PyMongoArrow currently supports a small subset of all BSON types. Support for additional types will be added in subsequent releases.

Note

PyMongoArrow does not currently fully support extension types with Pandas/NumPy or Arrow. However, they can be used in schemas. This means that ObjectId and Decimal128 are not fully supported in Pandas DataFrames or Arrow Tables. Instead, the schema type will be converted to a string or object representation of the type. For more information see Extension Types.

Note

For more information about BSON types, see the BSON specification.

BSON Type

Type Identifiers

String

py.str, an instance of pyarrow.string

Embedded document

py.dict, and instance of pyarrow.struct

Embedded array

py.list, an instance of pyarrow.list_,

ObjectId

py.bytes, bson.ObjectId, an instance of pymongoarrow.types.ObjectIdType, an instance of pyarrow.FixedSizeBinaryScalar

Boolean

an instance of bool_, bool

64-bit binary floating point

py.float, an instance of pyarrow.float64()

32-bit integer

an instance of pyarrow.int32()

64-bit integer

int, bson.int64.Int64, an instance of pyarrow.int64()

UTC datetime

an instance of timestamp with ms resolution, py.datetime.datetime

Type identifiers can be used to specify that a field is of a certain type during pymongoarrow.api.Schema declaration.

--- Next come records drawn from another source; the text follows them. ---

PR #418, opened 2022-02-28
Consolidate functionality that lists IAM user access keys

jfsoul:
## What does this change?
This PR is primarily aimed at removing duplication in code that lists IAM user access keys. That currently exists because the "unrecognised user" job does not use the functionality in the IAM client.

In removing the duplicate code entirely from `IamListAccessKeys` we are also able to bring some of the deeply-nested functions of the job closer to the edge (the outer for comprehension of the job). This makes it clearer in a single place all of the actions that the job performs. In consolidating method calls, we have also consolidated types, so there are some that are no longer needed (e.g. `VulnerableAccessKey`)

There are a couple of new types added to the model, which are not strictly needed, but are for convenience when working with tuples like `(Account, Users)` or `(Account, Keys)`.

This PR is probably best reviewed commit by commit.

## What is the value of this?
Less duplication, cleaner and clearer code.

No

No

## Any additional notes?
No


hq/app/logic/IamUnrecognisedUsers.scala
```diff
@@ -49,10 +47,13 @@ object IamUnrecognisedUsers extends Logging {
...
-    val unrecognisedUsers = accountCredsReports.map { case (acc, crd) => (acc, filterUnrecognisedIamUsers(crd.humanUsers, janusUsernames)) }
-    val unrecognisedUsersInAllowedAccounts = filterAllowedAccounts(unrecognisedUsers, allowedAccountIds)
-    unrecognisedUsersInAllowedAccounts.filter { case (_, users) => users.nonEmpty } // remove accounts with an empty list of users
+  ): List[AccountUnrecognisedUsers] = {
+    accountCredsReports.map {
+      case (acc, crd) => AccountUnrecognisedUsers(acc, filterUnrecognisedIamUsers(crd.humanUsers, janusUsernames))
+    }.filter { accountUsers =>
+      accountUsers.unrecognisedUsers.nonEmpty && // remove accounts with an empty list of users
+        allowedAccountIds.contains(accountUsers.account.id)
+    }
```
jfsoul, line 56: Changed the return type to our convenience type `AccountUnrecognisedUsers` instead of a list of tuples. Also inlines the filtering logic to remove the unnecessary misdirection of `filterAllowedAccounts`.

hq/app/logic/IamUnrecognisedUsers.scala
```diff
@@ -112,39 +112,23 @@ object IamUnrecognisedUsers extends Logging {
...
         logger.error(s"failed to delete at least one password: ${failure.logMessage}")
         Cloudwatch.putIamRemovePasswordMetric(ReaperExecutionStatus.failure, 1)
       case Right(success) =>
-        logger.info(s"passwords deleted for ${vulnerableUsers.map(_.username).mkString(",")}")
+        logger.info(s"passwords deleted for ${accountUnrecognisedUsers.unrecognisedUsers.map(_.username).mkString(",")}")
         Cloudwatch.putIamRemovePasswordMetric(ReaperExecutionStatus.success, success.flatten.length)
     }
   }
 
-  def disableAccountUsers(
```
jfsoul, line 131: this method is no longer needed because we do this work at the edge of the job in a for comprehension

hq/app/services/IamRemediationService.scala
```diff
@@ -96,12 +96,21 @@ class IamRemediationService(
...
       config <- getIamUnrecognisedUserConfig(config)
+      // fetch and parse our stored Janus config to use the canonical source of "recognised" usernames
       s3Object <- getS3Object(securityS3Client, config.janusUserBucket, config.janusDataFileKey)
       janusData = JanusConfig.load(makeFile(s3Object.mkString))
       janusUsernames = getJanusUsernames(janusData)
+      // look up the credentials report from the cache service as our source of current IAM users
       accountCredsReports = getCredsReportDisplayForAccount(cacheService.getAllCredentials)
+      // determine the unrecognised users by comparing Janus usernames to the IAM users (and filter to allowed accounts)
       allowedAccountsUnrecognisedUsers = unrecognisedUsersForAllowedAccounts(accountCredsReports, janusUsernames, config.allowedAccounts)
-      _ <- Attempt.traverse(allowedAccountsUnrecognisedUsers)(disableAccountUsers(_, iamClients))
```
jfsoul, line 104: instead of deeply nesting listing, disabling keys and removing passwords - we orchestrate it all from here

nicl (approved):
Not too familiar with the subject matter, but the changes seem sensible to me. Comments are around readability really - not specific to this PR, but combining several functional transformations in a row can be difficult to read.

jorgeazevedo (approved):

hq/app/logic/IamUnrecognisedUsers.scala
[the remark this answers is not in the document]
jfsoul: Nice suggestion, I blindly stuck with what was there and just chained it, but this is better.

PR #419, opened 2022-02-28
Report all error statuses to cloudwatch for IAM

jfsoul:
## What does this change?
We're removing the restriction on which types of IAM credential statuses get reported to cloudwatch (for consumption in our external dashboards.) We are currently excluding outdated credentials from being included in reporting, but since that change we have been working with teams to clean up accounts. We are also not currently actively using the external dashboard as a benchmark for progress, so a sudden increase in critical vulnerabilities reported there is acceptable.

## What is the value of this?
A step toward better visibility of IAM problems, with an eye on introducing an SLO in this area.

No

No

## Any additional notes?
No


jorgeazevedo (approved):
Agreed, thanks Jon!

PR #420, opened 2022-03-02
Upgrade test dependencies for scala 2.13 compatibility

jfsoul:
## What does this change?
Upgrades the testing-related dependencies that are currently on versions that were not built for scala 2.13.

This is not a trivial change, mainly due to the movement of entities in scalatest 3.1.0 described here: https://www.scalatest.org/release_notes/3.1.0.

I have split it into 3 commits:
1. Bump the existing dependencies in 673df1a9a7bad489822f0b8b752efa80cb07bed7
2. Autofix the renames/moves using [this procedure](https://github.com/scalatest/autofix/tree/master/3.1.x) in d4a1585fe98ddddebe51c880af07215ada2a174c. As this was automated, it can be largely ignored for review purposes.
3. Introduce scalatestplus scalacheck in 62e45598feae1423b802bc93de5d809f977737a6, which is the new separate library for combining scalatest and scalacheck. Previously this functionality was in scalatest itself.

## What is the value of this?
Prepares us for scala 2.13 and keeps deps up to date.

No

No

## Any additional notes?
I had some trouble with my IDE recognising these changes or displaying unrelated errors during development, but that might've been a local problem to me. (It appears to be ok now FWIW)

### DIFF
--- a/build.sbt
+++ b/build.sbt
@@ -54,9 +54,9 @@ lazy val hq = (project in file("hq"))
       "com.fasterxml.jackson.core" % "jackson-databind" % jacksonVersion,
       "com.fasterxml.jackson.module" %% "jackson-module-scala" % jacksonVersion,
       "com.google.cloud" % "google-cloud-securitycenter" % "1.3.6",
-      "org.scalatestplus.play" %% "scalatestplus-play" % "3.1.2" % Test,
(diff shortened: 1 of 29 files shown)


jorgeazevedo (approved):
Was able to run the tests and everything looks ok, so I think this is good to go

PR #422, opened 2022-03-03
Update to Scala 2.13.x

jfsoul:
## What does this change?
This PR updates SHQ to Scala 2.13.x. We have already taken care of all the dependencies in previous PRs (except for Janus config tools, which is bumped here because it is not cross-compiled). Here we do the actual upgrade and address the syntax changes. The changes which impacted us (which should be split into separate commits) were:
- Auto application of `()` deprecated
- Moving of converters for Java types 
- A single pattern match was identified as non-exhaustive (technically it already was exhaustive, but maybe scala 2.13 can't tell that) 🤷‍♂️ 
- `mapValues` returning a `MapView`
- Procedure syntax deprecation i.e. `def run {` -> `def run: Unit = {`
- Deprecation of `'` tick for Symbols
- `replaceAllLiterally` deprecated
- Either is now right-biased

I think most of these were non-controversial. For the right-biased Eithers change I also identified a dependency we could remove (scalatestplus-play), which was bringing in an older version of scalatest, which didn't have the appropriate EitherValues helper.

## What is the value of this?
Keeping up to date with language version and deps, with all the benefit that usually brings

No

No

## Any additional notes?
Everything passes locally, and I've tested the web app. I have not manually tested the lambda(s), but I think those need addressing separately as they haven't been updated for a while.

### DIFF
--- a/build.sbt
+++ b/build.sbt
@@ -9,7 +9,7 @@ import scala.concurrent.duration.DurationInt
 // common settings (apply to all projects)
 ThisBuild / organization := "com.gu"
 ThisBuild / version := "0.2.0"
-ThisBuild / scalaVersion := "2.12.15"
+ThisBuild / scalaVersion := "2.13.8"
 ThisBuild / scalacOptions ++= Seq("-deprecation", "-feature", "-unchecked", "-Xfatal-warnings")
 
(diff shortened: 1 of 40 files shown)


akash1810 (approved):
🎉

PR #423, opened 2022-03-10
Add workflow to test PRs for new vulnerabilities

jorgeazevedo:
## What does this change?

This workflow uses the new snyk PR workflow (see https://github.com/guardian/.github/tree/ja-snyk-pr) to test PRs that change dependencies for new vulnerabilities.

## What is the value of this?

Preventing vulnerabilities from being committed to main!

No

No

### DIFF
--- a/.github/workflows/snyk-pr.yml
+++ b/.github/workflows/snyk-pr.yml
@@ -14,5 +14,6 @@ jobs:
     uses: guardian/.github/.github/workflows/sbt-node-snyk-pr.yml@ja-snyk-pr
     with:
       ORG: guardian-security
+      SEVERITY_THRESHOLD: critical
     secrets:
        SNYK_TOKEN: ${{ secrets.SNYK_TOKEN }}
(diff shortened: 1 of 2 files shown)


.github/workflows/snyk-pr.yml
```diff
@@ -0,0 +1,18 @@
+# This action runs every day at 6 AM and on every push
+# If the branch it's running on is main then it will run snyk monitor (reports vulnerabilities to snyk.io)
+# Otherwise it will run snyk test
+name: Snyk
+
+on:
+  pull_request:
+    branches:    
+      - main
```
jfsoul, line 9: Does this restriction add much? I sometimes (initially) target PRs against other branches if they build on top of each other, before merging them in sequence - this would mean the check doesn't run at first. It's probably only a minor inconvenience.

jfsoul, line 9: Does this restriction add much? I sometimes (initially) target PRs against other branches if they build on top of each other, before merging them in sequence - this would mean the check doesn't run at first. It's probably only a minor inconvenience.

jfsoul: and as discussed it'd be good to check out a `paths` restriction to see if we can restrict to when manifest files are changed

jfsoul: and as discussed it'd be good to check out a `paths` restriction to see if we can restrict to when manifest files are changed

jorgeazevedo: Yeah, you're right I don't think there's a strong argument for this only running on PRs against main. I've removed it now

jfsoul (approved):

PR #848, opened 2020-10-05
fix(interactions): recognise drag after 100ms and 4px

### LINKED ISSUE #748: Click interactions with moving mouse pointer are not recognised
**Describe the bug**
Looks like `onElementClick` event works only if pointer position during `mousedown` event is the same as during `mouseup` event. If mouse pointer is moved during click, then `onElementClick` interaction isn't firing. This seems to be different from native browser behaviour, where click events are still recognised if mouse pointer is moved. This difference makes clicks in elastic charts flaky when using a mouse, because start-end positions could be different when clicking while the mouse in motion. 

**To Reproduce**
1. Go to https://elastic.github.io/elastic-charts/?path=/story/interactions--sunburst-slice-clicks
2. Mousedown in one of the slices. 
3. Slightly change pointer position, leaving the mouse in the same slice
4. Mouse up
5. See `onElementClick` didn't fire

**Expected behaviour**
`OnElementClick` interactions fires

 - OS: Mac
 - Browser: Chrome 83
 - Elastic Charts: 27.0.0

**Additional context**

Noticed while working in a kibana dashboard.

**Kibana Cross Issues**
Add any [Kibana](https://github.com/elastic/kibana) related issues here.
- [ ] TODO.. didn't create issue, but it is relevant

**Checklist**

markov00:
## Summary

This fix reduces the situation where a drag event is fired instead of a click one.
The fix adds the following thresholds:
- a 100ms threshold before the mouse-down time and the current time to consider the movement for dragging purposes
- a 4-pixel delta between mouse-down and the current position  to consider the movement for dragging purposes

fix #748

### Checklist

### DIFF
--- a/src/state/reducers/interactions.ts
+++ b/src/state/reducers/interactions.ts
@@ -35,6 +35,9 @@ import { InteractionsState } from '../chart_state';
 import { getInitialPointerState } from '../utils';
 
 /** @internal */
+export const DRAG_DETECTION_TIMEOUT = 100;
+
+/** @internal */
 export function interactionsReducer(
   state: InteractionsState,
   action: LegendActions | MouseActions | KeyActions,
@@ -58,7 +61,7 @@ export function interactionsReducer(
         pointer: {
           ...state.pointer,
           // enable the dragging flag only if the time between the down action and the move action is > 100ms
-          dragging: !!(state.pointer.down && action.time - state.pointer.down.time >= 100 && delta),
+          dragging: !!(state.pointer.down && action.time - state.pointer.down.time >= DRAG_DETECTION_TIMEOUT && delta),
           current: {
             position: {
               ...action.position,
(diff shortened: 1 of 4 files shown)


nickofthyme (approved):
LGTM, tested locally.

src/state/reducers/interactions.ts
```diff
@@ -51,11 +55,13 @@ export function interactionsReducer(
       return state;
 
     case ON_POINTER_MOVE:
+      const delta = state.pointer.down && getDelta(state.pointer.down.position, action.position) > 4;
```
darnautov, line 58: I guess it'd be better to create a constant for the delta value to avoid magic numbers

darnautov (approved):
Tested and LGTM! Just one suggestion about the constant. 
It's worth slightly change the PR description by mentioning the delta also taken into account.

src/state/reducers/interactions.ts
markov00: done in https://github.com/elastic/elastic-charts/pull/848/commits/ae8f93510a31dc2f877a66883e195202757f0fa6

PR #849, opened 2020-10-06
fix(heatmap): adjust pageSize based available chart height

markov00:
## Summary

This fix the issue with wrongly computed pageSize: when computing the pageSize parameter we should consider the x axis vertical space as space not available for the rendering rows. 

To test:
- copy the PR playground file into a master branch, reduce the screen width and the top most chart will disappear
- on the PR instead, the chart will renderer correctly


src/chart_types/heatmap/state/selectors/get_grid_full_height.ts
```diff
@@ -0,0 +1,76 @@
...
+    const xAxisHeight = visible ? fontSize : 0;
+    const totalVerticalPadding = padding * 2;
+    let legendHeight = 0;
+    if (showLegend && (legendPosition === Position.Top || legendPosition === Position.Bottom)) {
+      legendHeight = maxLegendHeight ?? legendSize.height;
+    }
+    const verticalRemainingSpace = containerHeight - xAxisHeight - totalVerticalPadding - legendHeight;
+
+    // compute the grid cell height
+    const gridCellHeight = getGridCellHeight(yValues, grid, verticalRemainingSpace);
```
darnautov, line 63: nit: as `getGridCellHeight` is only used here maybe it's worth moving from the `viewmodel`

darnautov (approved):
Tested and LGTM

src/chart_types/heatmap/state/selectors/get_grid_full_height.ts
markov00: done https://github.com/elastic/elastic-charts/pull/849/commits/b1d675015243501b02e1818f6cebf17e79a8fd0f

src/chart_types/heatmap/state/selectors/get_grid_full_height.ts
```diff
@@ -0,0 +1,92 @@
...
+    { xAxisLabel: { padding, visible, fontSize }, grid, maxLegendHeight },
+    { yValues },
+  ): GridHeightParams => {
+    const xAxisHeight = visible ? fontSize : 0;
+    const totalVerticalPadding = padding * 2;
+    let legendHeight = 0;
+    if (showLegend && (legendPosition === Position.Top || legendPosition === Position.Bottom)) {
+      legendHeight = maxLegendHeight ?? legendSize.height;
+    }
+    const verticalRemainingSpace = containerHeight - xAxisHeight - totalVerticalPadding - legendHeight;
```
darnautov, line 60: we should probably check for `xAxisLabel.visible`

PR #850, opened 2020-10-06
fix(heatmap): x-axis labels overlapping for time series data

darnautov:
## Summary

Resolve the max number of ticks based on the formatted label and the chart width. 
A proper fix will require `ScaleContinuous` to take into account this value as a limit during creating nice rounded tick values.


markov00 (approved):
Tested locally, works fine!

For example, if your data has fields ‘f1’ and ‘f2’ bearing types 32-bit integer and UTC datetime respectively, and ‘_id’ that is an ObjectId, your schema can be defined as:

schema = Schema({
  '_id': ObjectId,
  'f1': pyarrow.int32(),
  'f2': pyarrow.timestamp('ms')
})

Unsupported data types in a schema cause a ValueError identifying the field and its data type.